Your goal — Provide only the number of lines in the records below that include "could".

Given entries —
PR #2681, opened 2021-04-06
Speed up custom export of parallel corpus

LBeaudoux:
This pull request follows [this discussion](https://github.com/Tatoeba/tatoeba2/pull/2636#issuecomment-813416868) about the speed of custom exports.

As requested by @Jiru, I performed a benchmark based on the following query:
```sql
SELECT sentence_id, translation_id 
FROM sentences_translations 
WHERE sentence_lang='eng' and translation_lang='deu';
```
The results are quite impressive:

- with a single-column index on `sentence_lang`: `347969 rows in set (1 min 41.922 sec)`
- with a multiple-columns index on `sentence_lang` and `translation_lang`:  `347969 rows in set (1.208 sec)`

This PR provides:

- a SQL script that replaces the single-column index by the new composite index
- an updated definition of the `sentences_translations`table

Note that the former `sentence_lang` index is still mentioned in a few fixture files, but as I am not familiar with the inner workings of Tatoeba, I left them unchanged.


jiru:
Thanks! :+1:

We don’t use the scripts under `docs/database/updates/` any more. Please revert all the changes in `docs/database/` and use the command `cake migrations create` instead to generate a migration script (or just write it yourself). You can have a look at the file `config/Migrations/20210325195224_UserLangIndex.php` for an example.

jiru:
I did some measurements on dev.tatoeba.org using the English-German pair.

* The migration took 59 seconds to execute.
* The custom export generation time went from 45-50 seconds to 20-25 seconds.
* The underlining SQL query for the export now takes 6.79 seconds to execute when executed from the mysql console (`SELECT SQL_NO_CACHE Links.sentence_id AS Links__sentence_id, Links.translation_id AS Links__translation_id, Sentences.id AS Sentences__id, Sentences.text AS Sentences__text, Translations.id AS Translations__id, Translations.text AS Translations__text FROM sentences_translations Links INNER JOIN sentences Sentences ON Sentences.id = (Links.sentence_id) INNER JOIN sentences Translations ON Translations.id = (Links.translation_id) WHERE (Links.sentence_lang = 'eng' AND Links.translation_lang = 'deu');`).
* The index size of the `sentences_translations` grew by +314MB (+25%).

These are quite good results! Thanks again, @LBeaudoux! :+1:

PR #3014, opened 2022-11-08
Disable jump to top

### LINKED ISSUE #3011: Unwanted scroll when opening sidenav on sentence page
**Story**

From a mobile phone, when you go to the sentence page, scroll down a bit and click on "Metadata", the main content of the page scrolls up to the top, "which throws you out of context when you are working somewhere further below", as reported by mramosch in https://github.com/Tatoeba/tatoeba2/issues/3001#issuecomment-1290813154.

**Idea**

We should prevent scrolling when the sidenav opens.

Otherwise, we should figure out a way to place the "Metadata" button more towards the top of the page, so that the scrolling is barely noticeable (like for the "Narrow search" button on the search page).

vinkaks:
Attempt to fix #3011 

Steps to solve

- edit the controller so that it stops scrolling to top of `body`
- Edit `sidenav` so that it is fixed to viewport, not absolutely positioned relative to body

Tested on search `sentences/search` page and show `sentences sentences/show/:id` page

https://user-images.githubusercontent.com/21044267/200612482-ba0206fe-187e-47a8-bae6-c230edd33be0.mov

### DIFF
--- a/webroot/css/layouts/default.css
+++ b/webroot/css/layouts/default.css
@@ -580,11 +580,11 @@ html[dir="rtl"] .search-bar-extra a:before {
     }
 }
 
-.md-sidenav-right{
+.md-sidenav-right {
     position: fixed;
 }
 
-.md-sidenav-backdrop{
+.md-sidenav-backdrop {
     position: fixed;
 }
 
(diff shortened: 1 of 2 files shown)


jiru:
Thank you, @vinkaks! It works for me and the fix looks clean.

The only comment I have is about code style. In the CSS, you could add spaces before opening brackets so that the style matches with the rest of the file.

PR #3015, opened 2022-11-11
Add Santali as UI language

Prasanta-Hembram:
Hi, I have translated almost 50% of the Website in Santali language. Let's see how it looks in the dev website. :-)


jiru:
@Prasanta-Hembram Thank you! I have deployed Santali UI to dev. Sorry it took so long, and just to make it clear, you did not need to reach 50% before deploying to dev.

PR #3020, opened 2022-12-11
Reword "use new design" setting

### LINKED ISSUE #2972: Experimental options >> Display sentences with the new design has been set as the default for new accounts.
The Experimental option "Display sentences with the new design" has (accidentally?) been set as the default for new accounts.

This means that new members may not realize that they aren't getting the fully-functioning version, and may find it confusing when existing members try to help by explaining things about the UI.

I think it would be better to revert this to the way it was. That is, unless the displayed message is no longer true, in which case that option should be moved out of the experimental options.

"Display sentences with the new design. Note that some features are not yet implemented in this new design but are coming soon."

jiru:
Solves #2972.

I removed the part that says "Note that some features are not yet implemented in this new design..." because it is no longer true. Since we plan to remove the old design, this option will disappear at some point, so I left it in the "experimental" option, but reworded it so that "using the old design" is now considered as experimental.

image

### DIFF
--- a/src/Template/User/settings.ctp
+++ b/src/Template/User/settings.ctp
@@ -325,13 +325,13 @@ $this->set('title_for_layout', $this->Pages->formatTitle(__('Settings')));
                 <md-checkbox
                     ng-false-value="0"
                     ng-true-value="1"
-                    ng-model="useNewDesign"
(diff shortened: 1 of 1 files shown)


Yorwba:
Thanks! I'm looking forward to the day when we'll finally be able to get rid of the old design for real.

PR #3032, opened 2023-01-30
Add word count filter criterion to search

### LINKED ISSUE #1954: Possibility to filter sentences by word count
As suggested by MisterTrouser on the Wall:

> 
> Suggestion for a new filter: Word count.
> 
> Current situation:
> It's possible to sort by "fewest word count". However, that might give you the first 30 pages with sentences like "really?", "hurry!" or "silence!".
> 
> Suggestion:
> Add a new filter, where the word count can be set.
> 
> Reason / Good points:
> - Beginners could search short to mid-long sentences specifically through word count.
> 
> Regards

https://tatoeba.org/ita/wall/show_message/32611#message_32611

jiru:
Closes #1954. No reindexation required for this to work since the word count is already indexed by Manticore. Some large chunks of code changes in `tests/` are just code refactoring.

### DIFF
--- a/src/Form/SentencesSearchForm.php
+++ b/src/Form/SentencesSearchForm.php
@@ -320,7 +320,10 @@ class SentencesSearchForm extends Form
             $setter = "setData$keyCamel";
             $this->_data[$key] = $this->$setter($value);
 
-            if(empty($this->_data[$key]) && !empty($this->defaultCriteria[$key])) {
+            $strippedParam = ($this->_data[$key] === null
+                              || $this->_data[$key] === false
+                              || $this->_data[$key] === '');
+            if ($strippedParam && !empty($this->defaultCriteria[$key])) {
                 /* Using Router::url() to reconstruct a URL for the given data
                  * strips out empty parameters, which would lead to a non-empty
                  * default being applied instead of the empty non-default value.
--- a/src/Form/SentencesSearchForm.php
+++ b/src/Form/SentencesSearchForm.php
@@ -32,8 +32,8 @@ class SentencesSearchForm extends Form
         'unapproved' => 'no',
         'native' => '',
         'has_audio' => '',
-        'word_count' => '0',
-        'word_count_op' => 'ge',
+        'word_count_min' => '1',
+        'word_count_max' => '',
         'trans_to' => '',
         'trans_link' => '',
         'trans_user' => '',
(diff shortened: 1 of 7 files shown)


jiru:
@alanfgh or anyone else: feedback welcome on wording:

img
img

alanfmw:
The wording looks fine to me. But we could just as well start from 1 rather than 0, since we don't have any empty sentences (or shouldn't, anyway). I think that would raise fewer questions.

Thanks for asking, @jiru .

alanfgh:
The wording looks fine to me. But we could just as well start from 1 rather than 0, since we don't have any empty sentences (or shouldn't, anyway). I think that would raise fewer questions.

Thanks for asking, @jiru .

LBeaudoux:
@jiru thanks for adding this feature. 

Why not use a [range slider](https://material.angular.io/components/slider/overview#selecting-a-range)? This would be very helpful for those who prefer medium length sentences.

It would be also nice if you could set your favorite sentence length range on your settings page so you don't have to do it every time you search.

jiru:
@alanfgh Thanks for checking the wording. In theory, there are no 0-words sentences, but it actually sometimes happens as a result of some bug that needs to be fixed, so searching for 0-words sentences actually helps tracking such bugs. I agree it would be less confusing to default to 1 instead of 0.

@LBeaudoux About allowing both upper and lower limit, yes it would be a good improvement. About using the range slider, I am not sure of the benefits in terms of usability because the min/max numbers are not so visible. Besides, how to decide on the upper limit of the slider? By the way, Tatoeba is using [AngularJS Material](https://material.angularjs.org/), not Angular Material, so we cannot use what you linked.

About adding a new user setting, if we are to add a new setting for every little thing like that, it would become very complicated for both developers and users. I would rather try a different approach, such as improving the ranking algorithm (or adding a new one) that favor sentences that are not too long nor too short.

LBeaudoux:
> About allowing both upper and lower limit, yes it would be a good improvement.

What do you think of 2 custom inputs taking optional values and displaying "min." and "max." as placeholders?

Length:`min.`⊠ to `max.`⊠ word(s)

jiru:
@LBeaudoux Thanks for the suggestion, it totally makes sense.

I’ve updated this pull request, the form now looks like this:
image

ckjpn:
Note that the word "Length:" doesn't fit.

Screen Shot 2023-07-30 at 7 21 28

One idea that might solve this problem would  be to change "Length" to  "Length in words:" and eliminate the "word(s)" part.
This may give the same information, but properly word-wrap in the space provided.

jiru:
@ckjpn I updated the design on https://dev.tatoeba.org/, can you check if it still word-wraps the label on your end?

ckjpn:
It looks good on the several Macintosh browsers I tested it on.

ckjpn:
This gets unexpected results.

Length = 8, search Japanese

="何と読む"

https://dev.tatoeba.org/en/sentences/search?from=jpn&has_audio=&native=&orphans=no&query=%3D%22%E4%BD%95%E3%81%A8%E8%AA%AD%E3%82%80%22&sort=relevance&sort_reverse=&tags=&to=&trans_filter=limit&trans_has_audio=&trans_link=&trans_orphan=&trans_to=&trans_unapproved=&trans_user=&unapproved=no&user=&word_count_max=8&word_count_min=8

jiru:
This happens because `「` and `」` are treated as words. @ckjpn Can you open a new issue please?

Issue #3034, opened 2023-02-02
Sylheti (syl)


DJ-Saidez:
* Language name: Sylheti
* Language info: https://en.wikipedia.org/wiki/Sylheti_language
* ISO 639-3 code: syl
* Public List: https://tatoeba.org/en/sentences_lists/show/171139
* Icon: https://drive.google.com/file/d/1up85F9zLO4y9EMXZ-MBlGy6zcpV0OSgk/view
![output-onlinepngtools](https://user-images.githubusercontent.com/70669145/216437451-171de4bd-c08a-4f3e-989d-7e2b7d71e51b.png)
* Requested by: robingaspi

PR #3035, opened 2023-02-02
Added language Sylheti

DJ-Saidez:
This issue solves #3034 
Slightly concerned about the file size of the flag, I wasn't able to shrink it any more, but it appears to be functional.


jiru:
The flag is okay. Thank you! :+1:

Issue #2448, opened 2020-07-10
Some partial dates are not localized correctly


Yorwba:
**To Reproduce**
1. Set UI language to Japanese
2. Edit your profile.
3. Note that the dropdowns for year, month and day of the birthday have values 2017, 2016, etc., 1月, 2月, etc. and 1, 2, etc.
3. Set the year to some value, e.g. 2017, and leave the other values blank.
4. Save the changes.
5. Note that the year is displayed as 2017.

**Expected behavior**
It has been pointed out to me that the years should properly be formatted as 2017年 etc. and the days as 1日 etc.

Answer section — 5